REGOLAMENTO PER I TRASFERIMENTI E MOBILITA’ INTERNA

DEI PROFESSORI DI I E II FASCIA E DEI RICERCATORI UNIVERSITARI,

AI SENSI DELL’ART. 13 DEL D.Lgs. 6.4.2006 n. 164

(Emanato con D.R. n.1941 del 6-10-2006)

 

Art. 1

Oggetto

1.      Il presente Regolamento, adottato ai sensi dell'articolo 6, commi 9 e 10 della Legge 9 maggio 1989, n. 168, e delle disposizioni di cui all'articolo 13 del Decreto Legislativo 6 aprile 2006, n. 164, disciplina le procedure di trasferimento e mobilità interna presso l'Università di Perugia dei  Professori di I e II fascia e dei Ricercatori universitari.

2.      Le Facoltà possono ricorrere alle procedure di trasferimento di cui al presente regolamento quando risultino accertate nelle loro disponibilità risorse adeguate per la copertura di posti di ruolo di Professori di I e II fascia nell'ambito della programmazione di cui all'articolo 1-ter, lettera e), del Decreto-Legge 31 gennaio 2005, n. 7, convertito dalla Legge 31 marzo 2005, n. 43, nel rispetto dei limiti di spesa di cui all'articolo 51, comma 4, della Legge 7 dicembre 1997, n. 449 e all'articolo 1, comma 105, della Legge 30 dicembre 2004, n. 311.

 

Art. 2

Programmazione

1.      Le richieste di copertura di posti di Professore di ruolo di I e II fascia e di Ricercatori universitari mediante trasferimento sono avanzate dal Consiglio di  Facoltà, con riferimento alle proprie specifiche esigenze didattiche e scientifiche,  con delibera approvata dalla maggioranza assoluta degli aventi diritto al voto.
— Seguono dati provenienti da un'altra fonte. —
PR #123, opened 2020-02-15
WIP fix(server-morphia): exclude the ping command from tracing

Fox32:
The ping command is execuded from time to time and is not related to existing traces. Therefore we should exclude it from tracing.

### DIFF
--- a/sda-commons-server-morphia/src/test/java/org/sdase/commons/server/morphia/MorphiaBundleTracingIT.java
+++ b/sda-commons-server-morphia/src/test/java/org/sdase/commons/server/morphia/MorphiaBundleTracingIT.java
@@ -1,7 +1,10 @@
 package org.sdase.commons.server.morphia;
 
 import static org.assertj.core.api.Assertions.assertThat;
+import static org.awaitility.Awaitility.await;
+import static org.sdase.commons.server.mongo.testing.MongoDbRule.Builder.DEFAULT_DATABASE;
 
+import com.mongodb.BasicDBObject;
 import dev.morphia.Datastore;
 import io.dropwizard.Application;
 import io.dropwizard.setup.Bootstrap;
@@ -11,6 +14,7 @@ import io.opentracing.mock.MockSpan;
 import io.opentracing.mock.MockTracer;
 import io.opentracing.tag.Tags;
 import java.util.Set;
+import java.util.concurrent.TimeUnit;
 import org.junit.ClassRule;
 import org.junit.Test;
 import org.junit.rules.RuleChain;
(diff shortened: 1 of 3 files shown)


sda-commons-server-morphia/src/test/java/org/sdase/commons/server/morphia/MorphiaBundleTracingIT.java
```diff
@@ -39,24 +43,43 @@
...
-    assertThat(tracer.finishedSpans())
-        .extracting(MockSpan::operationName)
-        .contains("createIndexes", "insert");
-    assertThat(
-            tracer.finishedSpans().stream()
-                .map(s -> s.tags().keySet())
-                .flatMap(Set::stream)
-                .noneMatch(Tags.DB_STATEMENT::equals))
-        .isTrue();
+    await()
```
JoergSiebahn: Can we add a timeout either to the waiting or to the test itself?

sda-commons-server-morphia/src/test/java/org/sdase/commons/server/morphia/MorphiaBundleTracingIT.java
```diff
@@ -39,24 +43,43 @@
...
-  private Datastore getDatastore() {
-    return ((MorphiaTestApp) DW.getRule().getApplication()).getMorphiaBundle().datastore();
+  @Test
+  public void shouldExcludePingCommand() {
+    BasicDBObject ping = new BasicDBObject("ping", "1");
+    getMorphiaBundle().mongoClient().getDatabase(DEFAULT_DATABASE).runCommand(ping);
+
+    MockTracer tracer = getMockTracer();
+    await()
+        .pollDelay(1, TimeUnit.SECONDS)
```
JoergSiebahn: Should have a timeout as well.

sda-commons-server-morphia/src/test/java/org/sdase/commons/server/morphia/MorphiaBundleTracingIT.java
Fox32: What do you mean with timeout? By default, await comes with a timeout of 10 seconds, I don't think that we should specify it in every test class and every usage of await.

JoergSiebahn: Good to know. It‘s hard to see that in a review on GitHub without an IDE.

Fox32:
@dhenneke hat a good comment, this change is not needed, as I already added a fix some days ago that also catches the spans for the ping command.

We need to check first if the change is really necessary.

sda-commons-server-morphia/src/test/java/org/sdase/commons/server/morphia/MorphiaBundleTracingIT.java
```diff
@@ -39,24 +43,43 @@
...
+        .untilAsserted(
+            () ->
+                assertThat(tracer.finishedSpans())
+                    .extracting(MockSpan::operationName)
+                    .doesNotContain("ping"));
```
dhenneke: (In case we need this change:) Can we also have an assertion for something that we expect to be there after the ping command? I'm not sure if the test is otherwise really testing what you want since it is hard to test that something _didn't_ happen with awaitability.

PR #168, opened 2020-03-12
Feature/maven central upload

ChristianSpiess:


build.gradle
```diff
@@ -148,6 +236,17 @@ configure(subprojects.findAll {
             rename ".*", "pom.xml"
         }
     }
+    // some shortcut tasks
+    task publishSdaIntern {
```
Fox32: We can keep this for now, but should remove it soon after we verified that the maven central upload works. We don't the additional upload.

build.gradle
```diff
@@ -123,21 +140,92 @@ configure(subprojects.findAll {it.name != 'sda-commons-bom' && it.name != 'sda-c
...
+                    url = 'https://github.com/SDA-SE/sda-dropwizard-commons'
+                    licenses {
+                        license {
+                            name = 'MIT License'
+                            url = 'https://raw.githubusercontent.com/SDA-SE/sda-dropwizard-commons/master/LICENSE'
+                        }
+                    }
+                    organization {
+                        name = 'SDA SE Open Industry Solutions'
+                        url = 'https://sdase.org'
```
Fox32: Do we have a constraint to use the same domain as our group, or can we use sda.se directly here?

Fox32:
How do we continue with the pipeline for signing?

build.gradle
```diff
@@ -123,21 +140,92 @@ configure(subprojects.findAll {it.name != 'sda-commons-bom' && it.name != 'sda-c
  * - example modules and dependency-check should not be published at all
  */
 List<String> unpublishedModules = Arrays.asList("sda-commons-bom", "sda-commons-dependencies", "sda-commons-dependency-check")
-configure(subprojects.findAll {
-    !unpublishedModules.contains(it.name) && !it.name.endsWith("-example")
-}) {
+configure(subprojects.findAll { !unpublishedModules.contains(it.name) && !it.name.endsWith("-example") }) {
```
dhenneke: The modules `sda-commons-bom` and `sda-commons-dependencies` are not uploaded. So the version in teh snapshot repository at sonatype are not usable yet.

They are configured in their own gradle files: https://github.com/SDA-SE/sda-dropwizard-commons/blob/master/sda-commons-bom/build.gradle

We can maybe check if we can also configure them in the main gradle file.

PR #194, opened 2020-03-25
feat(server-auth-testing): add more flexible request matching to the OPA rule

dhenneke:
This change adds support for checking whether the JWT was correctly sent to the OPA. In the old implementation one could use `onRequest(method, path)` to configure an expected request. Now there is a builder approach `onRequest().withMethod(method).withPath(path).withJwt(jwt)` that also allows to check for explicit JWT values. This is also possible for verifying requests: `verify(1, onRequest().withMethod(method).withPath(path).withJwt(jwt))`. There was no functional change in the existing methods.

The existing `onRequest(method, path)` approach was also marked as deprecated since the new approach gives much more flexibility. Futhermore, it should be advised to always check if the JWT is if correctly forwarded to the OPA.

### DIFF
--- a/sda-commons-server-auth-testing/src/main/java/org/sdase/commons/server/opa/testing/OpaRule.java
+++ b/sda-commons-server-auth-testing/src/main/java/org/sdase/commons/server/opa/testing/OpaRule.java
@@ -29,8 +29,26 @@ public class OpaRule extends ExternalResource {
 
   private final WireMockClassRule wire = new WireMockClassRule(wireMockConfig().dynamicPort());
 
+  /**
+   * Create a builder to match a request.
+   *
+   * @return the builder
+   */
+  public static RequestMethodBuilder onRequest() {
+    return new StubBuilder();
+  }
+
+  /**
+   * Create a builder to match a request for a method and path
+   *
+   * @param method the method of the request
+   * @param path the path of the request
+   * @return the builder
+   * @deprecated use {@code onRequest().withMethod(method).withPath(path)} instead
+   */
+  @Deprecated
   public static AllowBuilder onRequest(String method, String path) {
-    return new StubBuilder(method, path);
+    return onRequest().withHttpMethod(method).withPath(path);
   }
 
   private static String getJson(String[] paths) {
@@ -42,14 +60,7 @@ public class OpaRule extends ExternalResource {
   }
 
   public static AllowBuilder onAnyRequest() {
-    return new StubBuilder();
-  }
-
-  private static String[] splitPath(String path) {
-    if (path.startsWith("/")) {
-      path = path.substring(1);
-    }
-    return path.split("/");
+    return new StubBuilder().onAnyRequest();
   }
 
   @Override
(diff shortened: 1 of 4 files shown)


sda-commons-server-auth-testing/src/main/java/org/sdase/commons/server/opa/testing/OpaRule.java
```diff
@@ -75,18 +86,59 @@ protected void after() {
...
+  public interface RequestMethodBuilder {
+    RequestPathBuilder withMethod(String method);
+  }
+
+  public interface RequestPathBuilder {
+    RequestExtraBuilder withPath(String path);
+  }
+
+  public interface RequestExtraBuilder extends AllowBuilder {
+    RequestExtraBuilder withJwt(String jwt);
```
JoergSiebahn: Why does it return the `RequestExtraBuilder`? This seems to allow multiple calls to `withJwt(…)` in the builder. Does that makes sense?

sda-commons-server-auth-testing/src/main/java/org/sdase/commons/server/opa/testing/OpaRule.java
```diff
@@ -75,18 +86,59 @@ protected void after() {
...
   public void mock(BuildBuilder builder) {
     builder.build(wire);
   }
 
-  private RequestPatternBuilder matchForVerify(String httpMethod, String[] paths) {
-    return RequestPatternBuilder.newRequestPattern(RequestMethod.POST, urlMatching("/.*"))
-        .withRequestBody(matchingJsonPath("$.input.httpMethod", equalTo(httpMethod)))
-        .withRequestBody(matchingJsonPath("$.input.path", equalToJson(getJson(paths))));
+  public interface RequestMethodBuilder {
+    RequestPathBuilder withMethod(String method);
```
JoergSiebahn: Maybe `httpMethod` is a more specific term?

JoergSiebahn:
As far as I can see, `path` in the tests contains always a single path segment. Do you have any tests that verify the implementation of the `splitPath`-Method? There may be another edge case with trailing slash. Would it be fine to split and filter for not blank? Maybe you can use the algorithm of the `OpaAuthFilter`. Following the code, it uses `decodePath` of Jerseys `UriComponent` which is static.

sda-commons-server-auth-testing/src/main/java/org/sdase/commons/server/opa/testing/OpaRule.java
dhenneke: No, that would not make sense. In future, we could also add the possibility to check for e.g. request headers. We could then extend this interface.

sda-commons-server-auth-testing/src/main/java/org/sdase/commons/server/opa/testing/OpaRule.java
dhenneke: I'll change it

dhenneke:
> As far as I can see, `path` in the tests contains always a single path segment. Do you have any tests that verify the implementation of the `splitPath`-Method? There may be another edge case with trailing slash. Would it be fine to split and filter for not blank?

Fair point. I'll check the tests for the examples.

2.      Verificata l’esistenza delle disponibilità finanziarie necessarie, secondo le deliberazioni degli organi accademici, il Rettore emana il bando che dà avviso della vacanza del posto di Professore di I o II fascia e di Ricercatore.

3.      Nell’avviso devono essere indicati il settore scientifico-disciplinare cui si riferisce il posto da coprire, la sede e la tipologia di impegno scientifico e didattico richiesto.

4.      Il bando è pubblicato sulla “Gazzetta Ufficiale”, è affisso all’albo Ufficiale della Università  e all’Albo  della Facoltà interessata e viene diffuso anche per via telematica tramite il sito-web dell’Ateneo.

 

Art. 3

Requisiti

1.      Possono presentare domanda, indirizzata al Preside della Facoltà interessata,  nei termini previsti dal successivo art. 4, i Professori e i Ricercatori universitari che rivestano la medesima posizione accademica per la quale è stata dichiarata la vacanza, inquadrati nello stesso settore oggetto dell’avviso di vacanza, o i Professori ordinari e i Professori associati confermati e i Ricercatori universitari confermati inquadrati  in settore scientifico-disciplinare diverso da quello indicato nell’avviso di vacanza, purché  in ogni caso in possesso di adeguata qualificazione scientifica nel settore di destinazione.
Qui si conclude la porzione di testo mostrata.